Procedure Activations

  • An invocation of procedure P is the activation P. All the statements executed between the time when P is called and P is returned is the lifetime of P.
  • In code generation, two main goals are: Correct and fast. To achieve this, a runtime structure is chosen to fulfill both.
  • Languages that would be defined here would follow these two assumptions:
    • Execution would be sequential; (concurrency is the other option in languages)
    • if a procedure is called then the control would return to the pointer immediately after the call. (features like exceptions and call/cc can be other options)[as the exceptions are caught the execution will start from the end of the block where exception as raised.]
  • Scope and lifetime of a variable: Scope is the span of the program to which a variable can be accessed. Lifetime is the time for which memory is reserved for the variable. From the definitions it is clear that lifetime is a dynamic(run-time) term while scope is a static(compile-time) term. Lifetime is also called “allocation method” or “storage duration.” Some basic properties of scope and lifetime is here.
  • If in a procedure another procedure is called then this procedure will return before the second procedure can. So these calls can be shown by a tree.
f() {g();}                                      main
g() {1;}                                        /  \
main(){g();f();}                               g    f
                                                    |
                                                    g

the left side g’s lifetime is main. f’s is main and the lifetime of g below f is f.

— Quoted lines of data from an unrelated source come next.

PR #450, opened 2022-06-13
fix: trait form is covered by section titles

Mark-Fenng:
### Bug

If I click the button 'Add Trait', the popup form will be covered by some section titles with higher z index values.
image

### Fix

Change the z index value of that form to 100. '100' is equal to the z-index of section titles.
image

Effect applied this fix:
image


tanbowensg (approved):
Good!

  • The activation tree depends on the runtime behavior. Different input can produce different activation trees.
  • As they are perfectly nested so a stack can be used to keep track of currently running activations. With stack memory will look like:

memory

Compiler Designing W06L1101

Runtime Organization

  • Front-end phases are for enforcing language definition and build data structure for back-end.
  • Back-end phase have mainly two parts: Optimization and Code generation.
  • These two phases defines the number of ways to structure executable file.
  • Runtime organization includes:
    • Management of run-time resources
    • Correspondence between static(compile-time) and dynamic(run-time) structures and
    • Storage organization
  • When a program is invoked it first allocated space by OS and then loaded into memory and then execution of ‘main’ happens. In Memory program looks like this:
fig8-1
Code and the Data Part
  • For simplicity, say there is only code space and data space, code space is located towards low address and data part is located towards high address.
  • Both of these parts are related and generated by the compiler. Related so that data can be retrieved easily by the code.